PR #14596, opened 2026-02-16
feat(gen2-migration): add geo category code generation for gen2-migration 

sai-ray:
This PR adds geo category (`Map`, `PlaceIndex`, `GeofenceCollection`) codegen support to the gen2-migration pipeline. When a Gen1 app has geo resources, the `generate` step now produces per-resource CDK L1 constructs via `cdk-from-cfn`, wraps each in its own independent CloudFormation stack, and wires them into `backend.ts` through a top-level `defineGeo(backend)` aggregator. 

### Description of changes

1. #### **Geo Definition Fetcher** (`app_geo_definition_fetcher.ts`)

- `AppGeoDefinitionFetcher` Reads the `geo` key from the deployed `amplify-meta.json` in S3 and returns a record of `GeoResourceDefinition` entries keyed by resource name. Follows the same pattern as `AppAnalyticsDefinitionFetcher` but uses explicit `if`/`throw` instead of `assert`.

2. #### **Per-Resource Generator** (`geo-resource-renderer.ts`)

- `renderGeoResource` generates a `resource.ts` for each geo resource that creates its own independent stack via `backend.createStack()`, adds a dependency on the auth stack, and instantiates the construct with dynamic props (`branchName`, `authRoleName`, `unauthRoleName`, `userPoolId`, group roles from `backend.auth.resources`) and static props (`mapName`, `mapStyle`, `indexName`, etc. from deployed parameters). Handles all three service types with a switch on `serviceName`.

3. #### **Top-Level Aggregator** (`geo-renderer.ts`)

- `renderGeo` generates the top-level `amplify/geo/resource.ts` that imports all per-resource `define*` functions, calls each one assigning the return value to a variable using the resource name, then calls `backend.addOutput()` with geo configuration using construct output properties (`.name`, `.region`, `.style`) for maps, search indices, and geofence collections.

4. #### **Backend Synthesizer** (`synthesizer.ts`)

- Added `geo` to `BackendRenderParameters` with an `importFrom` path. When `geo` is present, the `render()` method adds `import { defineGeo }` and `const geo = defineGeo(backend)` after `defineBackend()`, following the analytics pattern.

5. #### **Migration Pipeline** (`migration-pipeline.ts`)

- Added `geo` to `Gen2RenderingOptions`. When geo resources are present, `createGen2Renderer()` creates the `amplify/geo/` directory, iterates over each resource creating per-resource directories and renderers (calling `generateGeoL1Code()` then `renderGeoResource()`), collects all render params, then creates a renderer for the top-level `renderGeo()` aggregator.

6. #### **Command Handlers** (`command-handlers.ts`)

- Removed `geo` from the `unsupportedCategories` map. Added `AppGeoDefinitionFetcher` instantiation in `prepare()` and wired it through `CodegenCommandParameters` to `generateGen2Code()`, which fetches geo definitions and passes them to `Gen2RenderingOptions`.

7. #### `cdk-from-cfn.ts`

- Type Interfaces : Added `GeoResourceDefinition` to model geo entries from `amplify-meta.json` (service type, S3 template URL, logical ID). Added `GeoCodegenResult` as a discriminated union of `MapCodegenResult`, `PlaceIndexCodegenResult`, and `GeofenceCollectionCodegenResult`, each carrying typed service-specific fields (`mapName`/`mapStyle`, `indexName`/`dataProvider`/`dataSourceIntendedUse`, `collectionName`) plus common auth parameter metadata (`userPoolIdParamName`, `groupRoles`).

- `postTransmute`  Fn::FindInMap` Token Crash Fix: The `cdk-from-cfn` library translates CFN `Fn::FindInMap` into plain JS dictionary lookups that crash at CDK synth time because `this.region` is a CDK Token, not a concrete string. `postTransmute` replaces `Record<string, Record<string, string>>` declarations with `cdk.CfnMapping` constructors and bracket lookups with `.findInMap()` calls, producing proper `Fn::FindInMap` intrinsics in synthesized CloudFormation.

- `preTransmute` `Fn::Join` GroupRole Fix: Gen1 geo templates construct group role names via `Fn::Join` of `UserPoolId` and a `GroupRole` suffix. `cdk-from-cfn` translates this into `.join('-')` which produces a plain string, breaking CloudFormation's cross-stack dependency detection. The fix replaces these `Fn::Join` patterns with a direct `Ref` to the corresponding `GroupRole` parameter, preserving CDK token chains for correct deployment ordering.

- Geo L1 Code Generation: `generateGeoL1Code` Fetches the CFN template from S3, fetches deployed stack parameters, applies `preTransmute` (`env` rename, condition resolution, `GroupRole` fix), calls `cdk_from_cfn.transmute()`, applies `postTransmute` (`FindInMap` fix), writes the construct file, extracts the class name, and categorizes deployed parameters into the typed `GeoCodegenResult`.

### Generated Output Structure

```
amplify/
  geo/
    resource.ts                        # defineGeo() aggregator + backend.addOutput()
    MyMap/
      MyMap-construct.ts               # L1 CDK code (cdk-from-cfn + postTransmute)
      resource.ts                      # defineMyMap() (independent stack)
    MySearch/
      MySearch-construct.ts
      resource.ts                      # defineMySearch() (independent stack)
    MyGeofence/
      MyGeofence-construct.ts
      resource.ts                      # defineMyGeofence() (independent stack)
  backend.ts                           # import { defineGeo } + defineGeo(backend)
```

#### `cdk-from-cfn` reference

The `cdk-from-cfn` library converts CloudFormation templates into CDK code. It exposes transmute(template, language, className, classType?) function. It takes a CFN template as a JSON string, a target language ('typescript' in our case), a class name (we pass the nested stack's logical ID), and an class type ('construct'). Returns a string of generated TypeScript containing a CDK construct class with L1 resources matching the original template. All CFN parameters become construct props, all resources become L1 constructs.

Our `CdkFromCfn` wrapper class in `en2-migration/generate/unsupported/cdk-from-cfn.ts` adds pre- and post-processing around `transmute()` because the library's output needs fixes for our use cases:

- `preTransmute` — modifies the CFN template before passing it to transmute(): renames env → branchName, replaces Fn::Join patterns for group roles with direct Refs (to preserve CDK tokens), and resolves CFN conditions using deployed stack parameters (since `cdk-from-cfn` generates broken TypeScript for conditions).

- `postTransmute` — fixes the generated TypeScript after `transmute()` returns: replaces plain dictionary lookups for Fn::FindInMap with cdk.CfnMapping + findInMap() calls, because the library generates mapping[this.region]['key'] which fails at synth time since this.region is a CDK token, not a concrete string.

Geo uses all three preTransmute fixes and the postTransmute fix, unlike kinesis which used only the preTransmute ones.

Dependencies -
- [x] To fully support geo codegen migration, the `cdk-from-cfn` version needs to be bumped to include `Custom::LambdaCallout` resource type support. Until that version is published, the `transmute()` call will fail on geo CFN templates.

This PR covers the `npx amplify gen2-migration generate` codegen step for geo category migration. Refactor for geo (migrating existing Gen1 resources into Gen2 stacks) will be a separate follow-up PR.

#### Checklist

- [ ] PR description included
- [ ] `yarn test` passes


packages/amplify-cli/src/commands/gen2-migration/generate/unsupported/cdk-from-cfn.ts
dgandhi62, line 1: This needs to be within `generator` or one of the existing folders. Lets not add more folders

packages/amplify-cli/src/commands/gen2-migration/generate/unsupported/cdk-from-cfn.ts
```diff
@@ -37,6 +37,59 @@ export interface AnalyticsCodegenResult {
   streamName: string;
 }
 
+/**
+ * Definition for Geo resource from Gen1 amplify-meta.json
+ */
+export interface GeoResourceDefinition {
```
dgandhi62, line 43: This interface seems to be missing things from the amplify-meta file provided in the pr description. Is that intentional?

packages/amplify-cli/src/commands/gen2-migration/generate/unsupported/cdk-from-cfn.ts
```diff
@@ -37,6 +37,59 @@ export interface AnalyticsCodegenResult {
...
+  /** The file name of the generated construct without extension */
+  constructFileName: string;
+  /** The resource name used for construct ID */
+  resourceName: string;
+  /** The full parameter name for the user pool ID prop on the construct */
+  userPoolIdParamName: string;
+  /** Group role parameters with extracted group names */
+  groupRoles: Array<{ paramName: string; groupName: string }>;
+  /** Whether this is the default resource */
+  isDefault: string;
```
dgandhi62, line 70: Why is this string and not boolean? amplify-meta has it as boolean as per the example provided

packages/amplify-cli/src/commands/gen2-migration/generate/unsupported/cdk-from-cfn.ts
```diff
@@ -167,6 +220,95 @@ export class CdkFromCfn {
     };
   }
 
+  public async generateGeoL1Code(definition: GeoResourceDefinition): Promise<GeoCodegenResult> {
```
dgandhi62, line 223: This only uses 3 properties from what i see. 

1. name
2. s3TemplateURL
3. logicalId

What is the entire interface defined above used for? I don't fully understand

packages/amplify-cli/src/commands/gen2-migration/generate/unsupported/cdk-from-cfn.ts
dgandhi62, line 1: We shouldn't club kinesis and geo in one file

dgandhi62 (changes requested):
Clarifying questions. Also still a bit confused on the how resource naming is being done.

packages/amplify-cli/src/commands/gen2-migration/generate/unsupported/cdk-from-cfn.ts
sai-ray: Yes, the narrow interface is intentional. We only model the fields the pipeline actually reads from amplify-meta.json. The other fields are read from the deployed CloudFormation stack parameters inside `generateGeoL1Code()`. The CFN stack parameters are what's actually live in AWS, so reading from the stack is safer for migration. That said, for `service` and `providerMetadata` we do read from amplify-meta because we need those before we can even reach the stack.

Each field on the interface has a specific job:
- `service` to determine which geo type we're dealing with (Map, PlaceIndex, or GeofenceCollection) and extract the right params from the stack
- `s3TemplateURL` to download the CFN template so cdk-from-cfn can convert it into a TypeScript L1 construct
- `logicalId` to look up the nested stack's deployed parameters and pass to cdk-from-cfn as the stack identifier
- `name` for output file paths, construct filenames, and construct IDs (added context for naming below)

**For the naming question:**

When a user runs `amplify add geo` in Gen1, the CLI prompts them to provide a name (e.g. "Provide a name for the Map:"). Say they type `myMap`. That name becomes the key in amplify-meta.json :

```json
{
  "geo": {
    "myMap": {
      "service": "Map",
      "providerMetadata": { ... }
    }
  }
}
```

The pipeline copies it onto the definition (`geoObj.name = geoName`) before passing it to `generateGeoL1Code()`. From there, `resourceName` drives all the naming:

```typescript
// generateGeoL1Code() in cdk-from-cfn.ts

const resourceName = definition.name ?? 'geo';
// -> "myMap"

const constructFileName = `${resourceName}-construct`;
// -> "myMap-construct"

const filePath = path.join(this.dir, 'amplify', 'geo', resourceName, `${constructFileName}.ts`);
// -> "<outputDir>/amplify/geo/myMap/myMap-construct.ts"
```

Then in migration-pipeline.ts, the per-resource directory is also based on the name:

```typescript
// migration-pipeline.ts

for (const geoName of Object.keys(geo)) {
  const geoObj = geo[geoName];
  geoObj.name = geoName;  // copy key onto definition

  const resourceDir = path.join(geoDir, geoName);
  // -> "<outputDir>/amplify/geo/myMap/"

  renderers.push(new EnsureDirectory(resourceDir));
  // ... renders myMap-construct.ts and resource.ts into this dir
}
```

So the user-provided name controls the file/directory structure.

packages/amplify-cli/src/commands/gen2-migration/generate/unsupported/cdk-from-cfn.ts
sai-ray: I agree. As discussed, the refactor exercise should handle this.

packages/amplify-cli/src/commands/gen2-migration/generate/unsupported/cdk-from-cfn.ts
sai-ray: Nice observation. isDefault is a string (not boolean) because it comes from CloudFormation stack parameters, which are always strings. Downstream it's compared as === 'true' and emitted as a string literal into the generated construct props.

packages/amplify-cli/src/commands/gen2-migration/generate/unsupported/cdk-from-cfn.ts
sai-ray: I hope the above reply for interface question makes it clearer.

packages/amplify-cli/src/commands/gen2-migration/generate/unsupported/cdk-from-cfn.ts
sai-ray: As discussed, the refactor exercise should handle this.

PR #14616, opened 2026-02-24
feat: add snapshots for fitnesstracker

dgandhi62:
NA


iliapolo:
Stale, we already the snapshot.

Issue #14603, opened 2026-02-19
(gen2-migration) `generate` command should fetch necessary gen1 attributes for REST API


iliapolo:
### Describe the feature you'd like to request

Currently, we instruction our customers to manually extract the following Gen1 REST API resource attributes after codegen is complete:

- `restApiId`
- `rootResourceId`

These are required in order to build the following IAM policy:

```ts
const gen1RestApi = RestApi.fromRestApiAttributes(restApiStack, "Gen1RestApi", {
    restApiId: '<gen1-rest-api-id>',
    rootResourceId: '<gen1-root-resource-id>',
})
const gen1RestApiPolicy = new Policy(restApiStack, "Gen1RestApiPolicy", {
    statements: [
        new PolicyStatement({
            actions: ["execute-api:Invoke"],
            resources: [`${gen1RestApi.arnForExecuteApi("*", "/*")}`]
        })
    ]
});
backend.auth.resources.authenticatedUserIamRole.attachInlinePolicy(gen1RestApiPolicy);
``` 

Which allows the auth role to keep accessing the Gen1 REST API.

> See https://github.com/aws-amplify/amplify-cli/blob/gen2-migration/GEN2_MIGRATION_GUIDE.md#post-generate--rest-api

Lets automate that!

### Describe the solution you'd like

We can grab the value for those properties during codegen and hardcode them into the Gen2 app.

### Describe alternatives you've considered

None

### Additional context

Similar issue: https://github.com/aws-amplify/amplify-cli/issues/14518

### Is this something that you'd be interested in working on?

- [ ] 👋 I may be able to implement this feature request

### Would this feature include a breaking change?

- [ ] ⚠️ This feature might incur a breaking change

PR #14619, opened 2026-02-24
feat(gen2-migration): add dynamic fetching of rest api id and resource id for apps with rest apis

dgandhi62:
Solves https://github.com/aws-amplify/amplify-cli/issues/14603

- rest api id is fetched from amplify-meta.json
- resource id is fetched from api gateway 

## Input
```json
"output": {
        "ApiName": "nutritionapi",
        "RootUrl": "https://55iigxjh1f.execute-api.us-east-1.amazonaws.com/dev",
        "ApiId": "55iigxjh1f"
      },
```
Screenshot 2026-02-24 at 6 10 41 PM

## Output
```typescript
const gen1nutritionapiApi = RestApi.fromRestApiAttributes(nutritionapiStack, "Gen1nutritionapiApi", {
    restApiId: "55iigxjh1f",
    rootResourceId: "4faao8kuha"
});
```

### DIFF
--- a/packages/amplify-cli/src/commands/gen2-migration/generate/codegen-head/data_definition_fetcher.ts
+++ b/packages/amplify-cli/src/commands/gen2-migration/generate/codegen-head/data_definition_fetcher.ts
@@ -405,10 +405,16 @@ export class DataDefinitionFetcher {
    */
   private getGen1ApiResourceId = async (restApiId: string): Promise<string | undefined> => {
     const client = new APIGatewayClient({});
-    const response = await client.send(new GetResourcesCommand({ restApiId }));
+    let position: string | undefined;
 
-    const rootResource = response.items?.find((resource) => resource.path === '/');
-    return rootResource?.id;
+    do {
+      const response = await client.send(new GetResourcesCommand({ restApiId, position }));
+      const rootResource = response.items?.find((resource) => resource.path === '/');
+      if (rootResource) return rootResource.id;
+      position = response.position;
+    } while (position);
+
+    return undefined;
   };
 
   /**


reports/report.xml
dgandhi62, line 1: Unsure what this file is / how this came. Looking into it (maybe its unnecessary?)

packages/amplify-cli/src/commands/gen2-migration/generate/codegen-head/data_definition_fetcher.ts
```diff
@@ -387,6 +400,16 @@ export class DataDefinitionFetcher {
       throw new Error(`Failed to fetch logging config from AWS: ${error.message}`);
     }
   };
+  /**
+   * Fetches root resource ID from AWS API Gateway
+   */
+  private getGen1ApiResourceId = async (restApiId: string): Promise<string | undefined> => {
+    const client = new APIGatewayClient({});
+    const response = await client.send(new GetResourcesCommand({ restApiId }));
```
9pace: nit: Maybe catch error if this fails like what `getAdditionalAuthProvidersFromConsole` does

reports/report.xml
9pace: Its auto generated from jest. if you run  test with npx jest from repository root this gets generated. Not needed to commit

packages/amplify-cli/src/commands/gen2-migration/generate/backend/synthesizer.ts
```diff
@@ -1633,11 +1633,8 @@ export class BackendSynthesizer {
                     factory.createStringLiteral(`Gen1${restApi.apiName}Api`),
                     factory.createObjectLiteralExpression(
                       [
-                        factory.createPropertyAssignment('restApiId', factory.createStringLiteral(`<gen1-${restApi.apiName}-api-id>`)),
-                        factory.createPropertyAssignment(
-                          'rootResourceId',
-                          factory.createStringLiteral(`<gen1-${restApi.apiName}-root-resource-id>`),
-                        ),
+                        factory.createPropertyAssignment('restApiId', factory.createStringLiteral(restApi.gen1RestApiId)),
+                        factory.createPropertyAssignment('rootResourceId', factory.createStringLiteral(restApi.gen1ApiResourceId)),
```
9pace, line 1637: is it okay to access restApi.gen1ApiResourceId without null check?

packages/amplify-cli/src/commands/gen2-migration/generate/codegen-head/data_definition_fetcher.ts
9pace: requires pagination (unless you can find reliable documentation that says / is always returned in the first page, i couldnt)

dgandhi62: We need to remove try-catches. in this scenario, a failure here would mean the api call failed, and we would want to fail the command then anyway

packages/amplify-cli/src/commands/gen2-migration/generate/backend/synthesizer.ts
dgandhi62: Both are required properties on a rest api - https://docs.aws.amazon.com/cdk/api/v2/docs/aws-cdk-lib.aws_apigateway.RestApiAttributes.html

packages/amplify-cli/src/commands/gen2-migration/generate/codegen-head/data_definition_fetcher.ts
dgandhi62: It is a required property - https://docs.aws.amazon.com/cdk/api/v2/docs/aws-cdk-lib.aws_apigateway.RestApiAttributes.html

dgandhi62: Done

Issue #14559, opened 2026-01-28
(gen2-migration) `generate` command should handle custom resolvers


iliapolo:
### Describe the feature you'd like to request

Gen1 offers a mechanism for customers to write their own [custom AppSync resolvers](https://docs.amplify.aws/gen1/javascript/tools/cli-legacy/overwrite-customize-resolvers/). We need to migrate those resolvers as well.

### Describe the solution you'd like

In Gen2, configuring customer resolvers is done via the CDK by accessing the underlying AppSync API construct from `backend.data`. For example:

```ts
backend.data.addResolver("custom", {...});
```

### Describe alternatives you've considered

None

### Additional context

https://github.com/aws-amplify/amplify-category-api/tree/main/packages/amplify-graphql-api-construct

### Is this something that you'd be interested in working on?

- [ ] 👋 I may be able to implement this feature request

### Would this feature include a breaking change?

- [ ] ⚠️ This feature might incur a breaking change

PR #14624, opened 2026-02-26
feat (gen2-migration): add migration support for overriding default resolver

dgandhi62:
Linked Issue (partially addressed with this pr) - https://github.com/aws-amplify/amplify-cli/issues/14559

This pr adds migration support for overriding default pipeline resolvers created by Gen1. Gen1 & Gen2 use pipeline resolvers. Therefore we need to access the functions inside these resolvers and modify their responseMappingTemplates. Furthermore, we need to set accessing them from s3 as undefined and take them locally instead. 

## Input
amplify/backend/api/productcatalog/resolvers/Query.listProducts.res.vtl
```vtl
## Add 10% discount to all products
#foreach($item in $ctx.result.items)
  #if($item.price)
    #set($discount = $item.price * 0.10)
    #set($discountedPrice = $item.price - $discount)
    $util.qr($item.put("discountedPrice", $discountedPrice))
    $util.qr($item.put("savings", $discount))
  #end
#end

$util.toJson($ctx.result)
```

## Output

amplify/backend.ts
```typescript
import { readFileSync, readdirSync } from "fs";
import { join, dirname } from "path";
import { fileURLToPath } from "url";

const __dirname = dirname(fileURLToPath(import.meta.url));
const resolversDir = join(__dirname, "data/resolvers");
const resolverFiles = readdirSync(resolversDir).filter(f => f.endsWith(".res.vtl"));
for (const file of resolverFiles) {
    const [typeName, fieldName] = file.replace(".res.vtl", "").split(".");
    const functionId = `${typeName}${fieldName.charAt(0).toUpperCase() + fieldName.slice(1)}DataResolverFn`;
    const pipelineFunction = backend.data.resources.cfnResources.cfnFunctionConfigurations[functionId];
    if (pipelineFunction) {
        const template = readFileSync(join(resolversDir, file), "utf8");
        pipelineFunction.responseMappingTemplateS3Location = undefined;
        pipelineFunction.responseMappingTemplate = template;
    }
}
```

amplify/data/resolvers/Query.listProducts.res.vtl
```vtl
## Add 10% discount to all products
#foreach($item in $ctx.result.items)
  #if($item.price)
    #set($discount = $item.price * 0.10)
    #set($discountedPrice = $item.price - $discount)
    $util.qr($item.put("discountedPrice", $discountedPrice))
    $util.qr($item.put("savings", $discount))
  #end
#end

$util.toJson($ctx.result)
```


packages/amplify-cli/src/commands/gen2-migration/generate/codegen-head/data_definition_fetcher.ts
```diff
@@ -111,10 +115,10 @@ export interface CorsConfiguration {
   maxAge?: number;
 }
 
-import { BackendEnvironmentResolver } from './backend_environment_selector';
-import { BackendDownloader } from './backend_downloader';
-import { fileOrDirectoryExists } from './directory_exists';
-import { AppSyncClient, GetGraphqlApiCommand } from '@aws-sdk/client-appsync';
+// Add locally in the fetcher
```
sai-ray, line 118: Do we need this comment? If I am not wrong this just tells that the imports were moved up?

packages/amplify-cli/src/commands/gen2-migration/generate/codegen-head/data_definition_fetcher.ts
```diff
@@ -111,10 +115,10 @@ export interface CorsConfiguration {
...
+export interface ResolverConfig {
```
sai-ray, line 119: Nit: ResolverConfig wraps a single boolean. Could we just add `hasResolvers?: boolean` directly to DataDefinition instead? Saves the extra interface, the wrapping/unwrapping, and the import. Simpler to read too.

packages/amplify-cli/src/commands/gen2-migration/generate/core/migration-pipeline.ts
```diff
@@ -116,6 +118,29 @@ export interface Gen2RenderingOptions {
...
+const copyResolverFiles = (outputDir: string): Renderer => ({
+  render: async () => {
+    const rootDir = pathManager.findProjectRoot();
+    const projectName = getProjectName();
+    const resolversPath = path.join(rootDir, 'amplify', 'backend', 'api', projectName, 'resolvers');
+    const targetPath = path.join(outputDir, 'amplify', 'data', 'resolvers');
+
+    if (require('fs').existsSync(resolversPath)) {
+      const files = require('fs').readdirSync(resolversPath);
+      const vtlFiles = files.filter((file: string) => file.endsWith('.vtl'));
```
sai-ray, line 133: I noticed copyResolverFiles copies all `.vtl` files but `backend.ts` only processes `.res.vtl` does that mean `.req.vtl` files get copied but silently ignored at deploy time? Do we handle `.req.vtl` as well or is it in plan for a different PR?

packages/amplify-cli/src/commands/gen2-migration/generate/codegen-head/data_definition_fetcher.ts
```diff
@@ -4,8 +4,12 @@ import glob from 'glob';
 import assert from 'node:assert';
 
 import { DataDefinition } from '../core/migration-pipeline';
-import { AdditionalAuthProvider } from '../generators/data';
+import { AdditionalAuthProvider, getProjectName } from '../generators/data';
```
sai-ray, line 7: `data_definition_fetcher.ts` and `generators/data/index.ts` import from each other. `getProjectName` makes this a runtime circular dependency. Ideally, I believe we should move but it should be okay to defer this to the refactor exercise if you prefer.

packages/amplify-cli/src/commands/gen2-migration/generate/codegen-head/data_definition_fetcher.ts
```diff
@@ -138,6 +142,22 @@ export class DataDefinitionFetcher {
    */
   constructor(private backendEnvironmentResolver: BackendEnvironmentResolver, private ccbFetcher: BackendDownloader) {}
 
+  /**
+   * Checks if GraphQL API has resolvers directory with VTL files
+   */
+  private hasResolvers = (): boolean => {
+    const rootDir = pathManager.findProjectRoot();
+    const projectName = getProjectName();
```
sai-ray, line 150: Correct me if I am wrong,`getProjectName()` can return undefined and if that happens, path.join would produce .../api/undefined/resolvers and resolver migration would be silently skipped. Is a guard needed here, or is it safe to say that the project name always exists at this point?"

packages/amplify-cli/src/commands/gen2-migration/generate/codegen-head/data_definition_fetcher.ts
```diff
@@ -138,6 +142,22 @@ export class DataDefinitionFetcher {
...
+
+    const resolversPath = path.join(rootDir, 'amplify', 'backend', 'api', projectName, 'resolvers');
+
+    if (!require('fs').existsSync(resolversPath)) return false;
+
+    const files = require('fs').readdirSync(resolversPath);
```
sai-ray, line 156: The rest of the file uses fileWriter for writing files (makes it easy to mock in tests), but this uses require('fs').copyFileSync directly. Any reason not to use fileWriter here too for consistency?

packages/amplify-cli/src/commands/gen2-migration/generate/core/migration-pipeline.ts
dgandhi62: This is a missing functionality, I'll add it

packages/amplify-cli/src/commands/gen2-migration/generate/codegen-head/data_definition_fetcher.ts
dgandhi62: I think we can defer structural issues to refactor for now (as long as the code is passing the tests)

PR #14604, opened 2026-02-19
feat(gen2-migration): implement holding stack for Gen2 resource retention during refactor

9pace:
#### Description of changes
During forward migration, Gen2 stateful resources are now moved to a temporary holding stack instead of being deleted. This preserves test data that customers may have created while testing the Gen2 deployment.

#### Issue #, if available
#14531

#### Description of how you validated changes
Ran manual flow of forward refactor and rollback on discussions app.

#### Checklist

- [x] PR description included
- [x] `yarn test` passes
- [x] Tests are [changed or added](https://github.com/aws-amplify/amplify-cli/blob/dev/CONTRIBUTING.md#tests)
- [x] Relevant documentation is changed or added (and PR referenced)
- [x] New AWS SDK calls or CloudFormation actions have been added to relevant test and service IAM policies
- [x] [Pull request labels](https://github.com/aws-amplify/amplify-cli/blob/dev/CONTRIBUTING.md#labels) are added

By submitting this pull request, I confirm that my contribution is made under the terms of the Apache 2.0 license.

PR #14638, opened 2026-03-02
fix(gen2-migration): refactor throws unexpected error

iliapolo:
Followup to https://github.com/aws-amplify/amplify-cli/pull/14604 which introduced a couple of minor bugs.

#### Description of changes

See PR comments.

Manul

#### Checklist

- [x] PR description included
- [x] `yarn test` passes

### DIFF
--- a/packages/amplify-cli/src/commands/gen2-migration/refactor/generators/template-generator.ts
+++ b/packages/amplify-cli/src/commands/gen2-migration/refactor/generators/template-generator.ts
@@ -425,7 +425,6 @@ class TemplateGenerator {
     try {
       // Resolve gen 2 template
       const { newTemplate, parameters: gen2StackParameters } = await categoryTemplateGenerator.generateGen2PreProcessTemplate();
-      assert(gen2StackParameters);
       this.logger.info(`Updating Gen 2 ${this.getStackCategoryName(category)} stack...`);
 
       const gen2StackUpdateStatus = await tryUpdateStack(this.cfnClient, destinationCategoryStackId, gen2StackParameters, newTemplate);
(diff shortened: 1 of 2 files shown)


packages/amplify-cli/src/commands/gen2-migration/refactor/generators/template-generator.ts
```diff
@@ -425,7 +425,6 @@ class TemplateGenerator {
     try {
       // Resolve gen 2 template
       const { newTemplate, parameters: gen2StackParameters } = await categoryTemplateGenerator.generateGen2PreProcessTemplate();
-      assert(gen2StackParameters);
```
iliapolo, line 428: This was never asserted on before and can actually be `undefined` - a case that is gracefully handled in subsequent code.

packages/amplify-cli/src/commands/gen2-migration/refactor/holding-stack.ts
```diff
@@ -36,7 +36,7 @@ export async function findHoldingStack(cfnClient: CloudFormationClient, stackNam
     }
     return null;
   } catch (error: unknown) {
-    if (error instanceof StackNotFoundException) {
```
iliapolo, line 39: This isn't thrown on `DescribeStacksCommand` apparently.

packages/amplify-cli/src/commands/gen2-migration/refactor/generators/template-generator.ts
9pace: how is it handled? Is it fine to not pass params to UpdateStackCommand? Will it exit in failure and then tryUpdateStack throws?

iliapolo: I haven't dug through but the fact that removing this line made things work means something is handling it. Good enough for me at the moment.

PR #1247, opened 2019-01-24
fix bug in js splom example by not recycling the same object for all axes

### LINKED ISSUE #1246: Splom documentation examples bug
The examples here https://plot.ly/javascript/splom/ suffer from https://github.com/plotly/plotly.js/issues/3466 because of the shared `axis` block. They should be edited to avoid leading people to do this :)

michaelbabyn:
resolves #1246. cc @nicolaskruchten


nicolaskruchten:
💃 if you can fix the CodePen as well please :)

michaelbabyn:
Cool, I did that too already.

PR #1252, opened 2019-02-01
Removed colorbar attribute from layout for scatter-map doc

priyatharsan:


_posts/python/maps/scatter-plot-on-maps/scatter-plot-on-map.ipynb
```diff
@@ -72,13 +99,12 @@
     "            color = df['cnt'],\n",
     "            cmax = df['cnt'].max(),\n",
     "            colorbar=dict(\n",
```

- Task instructions
Everything above from the line with "When geo resources" to the line with "6. #### **Command", both included, must be repeated exactly, and nothing outside that range.

- Answer for this exercise
- Added `geo` to `Gen2RenderingOptions`. When geo resources are present, `createGen2Renderer()` creates the `amplify/geo/` directory, iterates over each resource creating per-resource directories and renderers (calling `generateGeoL1Code()` then `renderGeoResource()`), collects all render params, then creates a renderer for the top-level `renderGeo()` aggregator.

6. #### **Command Handlers** (`command-handlers.ts`)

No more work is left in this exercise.